Single Responsibility Principle:

Figure 2 shows that every single module is responsible for a singular task. E.g The AStar module only does the
A* pathfinding, similarly BellmanFord only does that unique path finding only. No module does more than one task.

Open-Closed Principle:

In Figure 2 we are using the two interfaces ”Graph” and ”SPAlgorithm” which we extend to make new classes. These
new classes can be given additional functionality, which means the original interface is open for extension but is also
closed for any modification.

Interface Segregation Principle:

In Figure 2 it can be seen that the modules only depend on/use the interfaces they are supposed to use. E.g. Heuristic-
Graph depends on WeightedGraph and in turn that depends on ”Graph” only, similarly Dijkstra, BellmanFord and
AStar only depends on ”SPAlogrithm” because they don’t need any other interfaces to function correctly.

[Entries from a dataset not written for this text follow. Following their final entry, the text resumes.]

PR #2574, opened 2022-05-04
Replace deprecated dropwizard parameter types

otbutz:
Replaces both deprecated parameter classes with their java.util counterparts.

see https://github.com/dropwizard/dropwizard/blob/4fb8906bb761886c85891d4bbf6dcf0a15ca4e9c/dropwizard-jersey/src/main/java/io/dropwizard/jersey/params/LongParam.java#L9-L12

### DIFF
--- a/web-bundle/src/main/java/com/graphhopper/resources/IsochroneResource.java
+++ b/web-bundle/src/main/java/com/graphhopper/resources/IsochroneResource.java
@@ -23,8 +23,6 @@ import com.graphhopper.storage.GraphEdgeIdFinder;
 import com.graphhopper.storage.index.LocationIndex;
 import com.graphhopper.storage.index.Snap;
 import com.graphhopper.util.*;
-import io.dropwizard.jersey.params.IntParam;
-import io.dropwizard.jersey.params.LongParam;
 import org.hibernate.validator.constraints.Range;
 import org.locationtech.jts.geom.*;
 import org.slf4j.Logger;
@@ -40,6 +38,8 @@ import javax.ws.rs.core.UriInfo;
 import java.util.ArrayList;
 import java.util.Collections;
 import java.util.HashMap;
+import java.util.OptionalInt;
+import java.util.OptionalLong;
 import java.util.function.ToDoubleFunction;
 
 import static com.graphhopper.resources.IsochroneResource.ResponseType.geojson;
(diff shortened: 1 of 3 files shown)


web-bundle/src/main/java/com/graphhopper/resources/IsochroneResource.java
```diff
@@ -111,31 +111,26 @@ public Response doGet(
         ShortestPathTree shortestPathTree = new ShortestPathTree(queryGraph, queryGraph.wrapWeighting(weighting), reverseFlow, traversalMode);
 
         double limit;
-        if (weightLimit.get() > 0) {
-            limit = weightLimit.get();
+        ToDoubleFunction<ShortestPathTree.IsoLabel> fz;
+        if (weightLimit.orElseThrow(() -> new IllegalArgumentException("query param weight_limit is not a number.")) > 0) {
```
easbar, line 115: Under which condition will this exception be thrown? And what happened previously under the same condition? Can we add a test for this (just for one of the parameters maybe)'

otbutz: > Under which condition will this exception be thrown? And what happened previously under the same condition?

The handling for Optinal(Double/Int/Long) within dropwizard is a bit different.

For example:

* `weight_limit=1000` -> weightLimit.isPresent() == true && weightLimit.getAsLong() == 1000L
* no query parameter -> weightLimit.isPresent() == true && weightLimit.getAsLong() == -1L (populated via `@DefaultValue`)
* `weight_limit=garbage` -> weightLimit.isPresent() == false && weightLimit.getAsLong() throws NoSuchElementException

> Can we add a test for this (just for one of the parameters maybe)?

We already have such tests:

https://github.com/graphhopper/graphhopper/blob/cff273999af74eff25cdd888087b068de21020b1/web/src/test/java/com/graphhopper/application/resources/IsochroneResourceTest.java#L280

The exception messages are the same as the previous ones to avoid client breakage.

easbar: Ok nice, so in case `weight_limit=garbage` we even get the same error message as before. And when it is missing we get the default value as before.

:+1:

easbar:
Thanks!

Dependency Inversion Principle:

Figure 2 shows that the lower-level module HeuristicGraph depends on the higher-level module WeightedGraph and both
in turn depend upon abstraction for their details. Similarly, Dijkstra, BellmanFord, and AStar also depend upon
abstraction for details, and not the other way round.

### 4.2 Design Patterns

Strategy:

As seen in figure 2 the set algorithm function in ShortPathFinder is responsible for choosing which path-finding
algorithm is going to be used. The interface ”SPAlgorithm” contains the method for the algorithms Dijkstra, Bell-
Manford and AStar. During the execution of the program, the client code will set the strategy object for the context
class ”ShortPathFinder” to determine which algorithm to use.

### 4.3 Modifying the design in Figure 2 to be robust to these potential changes.

The simple fix to this problem is to make the classes Generic. This means that every method within our generic
classes will also be generic. The data type will not be any primitive type, instead, we can specify the parameter
during object creation which can be integer, string, list, float, etc. This will allow us to use any kind of data type
and also have multiple data types passed into a single method.

### 4.4 Other types of Graphs and different implementations

Apart from the obvious way of implementing a graph using an adjacency set like the graph in Figure 2, we can also
implement the graph structure using an adjacency list and adjacency matrix.

In adjacency list, we use a linked list to keep track of which nodes are reachable from a particular node. In the adjacency
matrix, we use a 2D matrix where each cell represents an edge between two vertices. The value of the cell represents
the edge weight (Or it could be a negative value to indicate an edge does not exist).